[Stored items]

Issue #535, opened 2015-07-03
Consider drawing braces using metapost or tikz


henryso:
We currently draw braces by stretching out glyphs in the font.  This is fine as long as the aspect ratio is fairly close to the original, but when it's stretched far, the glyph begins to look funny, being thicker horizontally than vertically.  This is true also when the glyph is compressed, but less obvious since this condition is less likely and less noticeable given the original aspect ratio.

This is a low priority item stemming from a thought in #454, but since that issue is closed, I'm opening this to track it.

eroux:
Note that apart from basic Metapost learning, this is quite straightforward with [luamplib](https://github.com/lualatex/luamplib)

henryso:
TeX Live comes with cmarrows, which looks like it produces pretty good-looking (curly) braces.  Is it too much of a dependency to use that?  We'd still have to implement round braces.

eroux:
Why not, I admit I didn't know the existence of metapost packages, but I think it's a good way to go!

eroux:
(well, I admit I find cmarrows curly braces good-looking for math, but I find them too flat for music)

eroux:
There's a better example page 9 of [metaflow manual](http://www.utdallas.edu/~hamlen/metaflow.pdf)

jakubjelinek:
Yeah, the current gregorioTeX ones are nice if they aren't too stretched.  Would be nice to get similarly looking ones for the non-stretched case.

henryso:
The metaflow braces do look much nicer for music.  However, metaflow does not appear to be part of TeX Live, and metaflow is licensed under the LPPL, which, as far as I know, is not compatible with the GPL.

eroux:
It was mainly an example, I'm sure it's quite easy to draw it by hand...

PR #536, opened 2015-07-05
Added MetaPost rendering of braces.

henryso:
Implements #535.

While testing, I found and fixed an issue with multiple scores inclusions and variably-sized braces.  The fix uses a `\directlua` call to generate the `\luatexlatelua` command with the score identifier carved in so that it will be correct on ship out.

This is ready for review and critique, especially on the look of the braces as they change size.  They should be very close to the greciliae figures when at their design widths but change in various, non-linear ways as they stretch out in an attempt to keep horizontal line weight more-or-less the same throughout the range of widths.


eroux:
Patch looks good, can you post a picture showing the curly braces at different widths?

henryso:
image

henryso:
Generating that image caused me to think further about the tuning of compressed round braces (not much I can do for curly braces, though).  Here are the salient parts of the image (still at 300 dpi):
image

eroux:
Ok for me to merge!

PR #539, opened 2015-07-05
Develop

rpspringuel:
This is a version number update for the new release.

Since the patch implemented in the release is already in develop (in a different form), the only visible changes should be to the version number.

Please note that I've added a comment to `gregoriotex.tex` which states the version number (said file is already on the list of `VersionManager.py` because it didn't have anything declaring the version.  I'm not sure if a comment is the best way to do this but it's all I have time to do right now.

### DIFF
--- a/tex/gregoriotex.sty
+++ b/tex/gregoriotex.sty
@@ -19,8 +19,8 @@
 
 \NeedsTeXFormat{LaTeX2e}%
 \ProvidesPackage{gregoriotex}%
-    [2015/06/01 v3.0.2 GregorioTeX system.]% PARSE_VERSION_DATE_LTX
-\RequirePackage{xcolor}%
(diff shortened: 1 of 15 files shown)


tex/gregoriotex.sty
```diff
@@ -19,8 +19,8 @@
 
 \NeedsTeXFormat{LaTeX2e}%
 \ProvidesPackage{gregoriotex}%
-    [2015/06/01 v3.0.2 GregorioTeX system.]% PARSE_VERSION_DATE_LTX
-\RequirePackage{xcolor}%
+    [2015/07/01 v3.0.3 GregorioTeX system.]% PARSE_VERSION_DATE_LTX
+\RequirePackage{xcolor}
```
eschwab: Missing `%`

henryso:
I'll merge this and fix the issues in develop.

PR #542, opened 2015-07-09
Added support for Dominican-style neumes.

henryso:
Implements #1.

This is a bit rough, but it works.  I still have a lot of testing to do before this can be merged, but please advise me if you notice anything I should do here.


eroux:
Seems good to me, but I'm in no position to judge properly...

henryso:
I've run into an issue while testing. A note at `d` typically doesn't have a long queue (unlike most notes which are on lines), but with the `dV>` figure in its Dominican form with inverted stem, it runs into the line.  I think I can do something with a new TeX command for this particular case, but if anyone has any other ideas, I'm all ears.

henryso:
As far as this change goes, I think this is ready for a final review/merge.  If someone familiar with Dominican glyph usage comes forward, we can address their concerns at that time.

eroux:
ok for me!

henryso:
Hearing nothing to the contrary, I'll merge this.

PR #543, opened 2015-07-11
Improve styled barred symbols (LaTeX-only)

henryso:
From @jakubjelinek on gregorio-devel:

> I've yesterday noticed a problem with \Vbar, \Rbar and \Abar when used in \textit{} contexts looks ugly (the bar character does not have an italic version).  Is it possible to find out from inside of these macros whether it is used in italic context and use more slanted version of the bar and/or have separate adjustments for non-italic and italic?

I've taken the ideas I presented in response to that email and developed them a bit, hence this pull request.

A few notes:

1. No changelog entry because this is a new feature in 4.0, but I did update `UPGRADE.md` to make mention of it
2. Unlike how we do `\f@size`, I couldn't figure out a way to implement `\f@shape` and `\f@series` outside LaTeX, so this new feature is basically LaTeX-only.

[Work to complete] Check each line above for the word "didn". Then state how many lines contain it, and nothing more.

[Response to this task] 2